Hashing in System Design

Hashing in System Design

Consistent and Rendezvous explained.

Introduction

Hashing is a basic method in system design that changes data of any size to a fixed size. This helps spread client requests across servers, improve load balancing, and make caching better.

The Naive Hashing Approach

At first, think about a basic situation: many clients send requests to one server. When the number of requests goes up, the server gets too busy, which can cause the service to get worse or even fail.

To prevent this, systems scale in two primary ways:

  • Vertical Scaling (Scaling Up): Enhancing the server's capacity with more powerful resources.

  • Horizontal Scaling (Scaling Out): Adding more servers to distribute the load.

Horizontal scaling is a popular approach because of it's flexibility and how well it scales. However, now we have multiple servers. We run into the problem of needing to distribute the load.

This is where load balancers come in. A load balancer is placed between clients and servers to evenly distribute the load when clients make requests.

The naive approach here is to map every client to a server by hashing e.g. the client's IP address and modding it to a server (using % operator).

But, this method doesn't work well when servers are added or removed. It requires rehashing all clients, which disturbs the distribution and makes cached data on servers less useful.

Consistent Hashing

Consistent hashing minimizes the redistribution of requests when the server pool changes. It places both clients and servers on a hash ring (also called circle), assigning each request to the nearest server in the clockwise direction.

Notes:

  • C are the clients, hashed onto a specific position on the circle.

  • Servers are also hashed.

  • Virtual nodes are excluded from the diagram, but you may have e.g. server B placed between C and D if server B is more powerful and you want to utilize it's resources.

  • This is nice because if e.g. server D goes down, Client 4 and 3 simply point to server A. We don't have to redistribute the entire system just because one server is added/removed.

How It Works

  1. Hash Space: Both servers and clients are hashed onto a virtual circle.

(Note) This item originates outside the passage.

PR #9313, opened 2021-02-03
Backout changes for automatically calculating the public baseurl

### LINKED ISSUE #9264: Login fails after update from 1.25.0 to 1.26.0 - syncing forever ... many rooms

  2. Mapping: Clients are assigned to the nearest server on the circle in a clockwise direction.

  3. Server Addition/Removal: Changes affect only the immediate neighbors on the circle, significantly reducing cache invalidation.

Virtual Nodes

Virtual nodes help balance the workload, especially when servers have different capacities. A server can have multiple points on the circle, making request distribution more even.

Rendezvous Hashing

Rendezvous hashing, also known as Highest Random Weight (HRW) hashing, offers a different approach. It calculates a unique score for each server-client pair and assigns the client to the server with the highest score.

How It Works

  1. Score Calculation: Each server computes a score based on both the server and client identifiers.

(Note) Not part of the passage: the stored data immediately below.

PR #9317, opened 2021-02-04
Fix braces in OIDC sample config.

clokep:
This escapes the braces in the OIDC sample config so they're proper Jinja2 templates.


richvdh (approved):
doh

  2. Server Selection: The client is assigned to the server with the highest score.

  3. Dynamic Adjustments: Adding or removing servers requires recalculating scores without major problems.

Note: Each client calculates a score with every server and selects the server with the highest score.

Choosing the Right Hashing Strategy

  • Consistent Hashing is ideal for frequently scaling systems as it minimizes cache inconsistency by evenly distributing load. It's useful in dynamic environments, limiting the impact of server changes and ensuring smooth transitions.

  • In contrast, Rendezvous Hashing is your go-to choice when you need a straightforward and quick way to connect clients to servers. Unlike Consistent Hashing, Rendezvous Hashing makes it easier to reassign clients to different servers without affecting the overall system. This approach is most effective in scenarios where servers are similar in performance and capacity. It allows for flexible server assignment, making it simpler to manage without the worry of unbalancing the system. However, if servers have varying capabilities, Rendezvous Hashing may not distribute work evenly, as it doesn't adapt to server performance or workload. Then you should go with Consistent Hashing.